# waste disposal companies info please?



## Anonymous (May 30, 2009)

does anyone know the actual name of a company that will accept acid waste and metal nitrate soloutions for a price . 
does anyone know the correct questions to ask when searching for such a company online or over the telephone ? 
best regards - goo


----------



## goldsilverpro (May 30, 2009)

I have used these guys a lot over the years. They have 110 locations. I don't know what their minimum quantity is.
http://www.univarusa.com/chemcare.htm


----------



## 4metals (May 30, 2009)

They will require you to have a company. You will have to fill out a hazardous waste manifest, and unless you are a CESQG (conditionally exempt small quantity generator) you will need an EPA ID #. In short if you are a hobbyist or a very small business, it may pay to treat your waste yourself.
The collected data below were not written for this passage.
PR #15887, opened 2022-06-23
test: Enhance checkout replenishment e2e

bgambocjaviniar:
two things:

- ~~remove date bug, where 24h time for midnight translates to 24:xx instead of 00:xx. Basically, backend for the replenishment endpoint does not accept 24 for midnight, but 00  / reference to fix conversion https://developer.mozilla.org/en-US/docs/Web/JavaScript/Reference/Global_Objects/Intl/Locale/hourCycle~~ (WILL be done in https://github.com/SAP/spartacus/pull/15901)
- decouple the long checkout replenishment into multiple specs in order to remove persisted 'context' application state

closes https://jira.tools.sap/browse/CXSPA-530

-----------

EDIT 1 for flaky found from related test
- 7 out of 15 tests, a new flaky showed related to the test from this [commit](https://github.com/SAP/spartacus/commit/166c1594dd2d1cf3eb78d7c8447a3dee028026ae) `166c159`  and shown in this [dashboard](https://dashboard.cypress.io/projects/k3nmep/runs/31629/test-results?actions=%5B%5D&browsers=%5B%5D&groups=%5B%5D&isFlaky=%5B%5D&modificationDateRange=%7B%22startDate%22%3A%221970-01-01%22%2C%22endDate%22%3A%222038-01-19%22%7D&orderBy=EXECUTION_ORDER&oses=%5B%5D&specs=%5B%5D&statuses=%5B%7B%22value%22%3A%22FAILED%22%2C%22label%22%3A%22FAILED%22%7D%5D&testingTypesEnum=%5B%5D&utm_source=github)
- - from the video, I can see it is related to a retry due to JALO happening in this test (checkout has a retry mechanism, where if an error is related to JALO, then it will retry)
- - - solution: make fixtures in order to bypass the JALo error that can happen (basically stubbing the response)


RadhepS (dismissed):

bgambocjaviniar (commented):
https://github.com/SAP/spartacus/pull/15887/commits/166c1594dd2d1cf3eb78d7c8447a3dee028026ae

will restart the /15 test after figuring out how to tackle the e2e. This is a new flake that I never seen replenishment failed before. From the dashboard of this commit https://dashboard.cypress.io/projects/k3nmep/runs/31629/test-results/3407843b-1fc5-43dc-8c45-dcd597778b09, it shows that it failed in shipping address of `account` payment because the request failed due to the get checkout details endpoint (JALO error 100%), and then tries to wait for the update address, which won't fire since it happens after getting the details, but the updateAddress is blocking the retry call for the next ones.

Will try things out soon

projects/storefrontapp-e2e-cypress/cypress/helpers/b2b/b2b-checkout.ts
```diff
@@ -430,36 +452,34 @@ export function reviewB2bOrderConfirmation(
...
-    )}/users/**/carts/**/*?fields=deliveryAddress(FULL),deliveryMode(FULL),paymentInfo(FULL),costCenter(FULL),purchaseOrderNumber,paymentType(FULL)*`,
-  }).as(alias);
+  cy.intercept(
+    {
+      method: 'GET',
+      path: `${Cypress.env('OCC_PREFIX')}/${Cypress.env(
+        'BASE_SITE'
+      )}/users/**/carts/**/*?fields=deliveryAddress(FULL),deliveryMode(FULL),paymentInfo(FULL),costCenter(FULL),purchaseOrderNumber,paymentType(FULL)*`,
+    },
+    { fixture, statusCode: 200 }
```
RadhepS, line 481: Do we want to stub responses for e2es?

If the data returned from the call was invalid, we wouldn't know here right? (Again not sure if we care)
If our CI servers was slow or something we wouldn't know because the fixture is returned instantly (Don't know if we care)

We are headless so we are testing our entire product but we're closely coupled with Commerce Cloud right now, so should we be testing with the real data they return?

RadhepS (approved):

projects/storefrontapp-e2e-cypress/cypress/helpers/b2b/b2b-checkout.ts
RadhepS: Discussed this in a call, it will be used for the checkout tests

PR #15889, opened 2022-06-23
chore: Deprecate outlet static context property

Zeyber:
Closes: https://jira.tools.sap/browse/CXSPA-595


Zeyber:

Specifically what quantities of waste do you have?


----------



## Anonymous (Jun 3, 2009)

thank you for the replies right at present i do not have any waste , im making the arrangements ahead of generating the waste i did some google searching and wasnt able to come up with anything so thats why i posted to the board - g


----------



## Lou (Jun 3, 2009)

Go and check with the Ohio EPA. It is all on their website.


----------



## joehast (Nov 11, 2009)

I'm also looking for someone who recycles used Sulfuric in Minnesota.


----------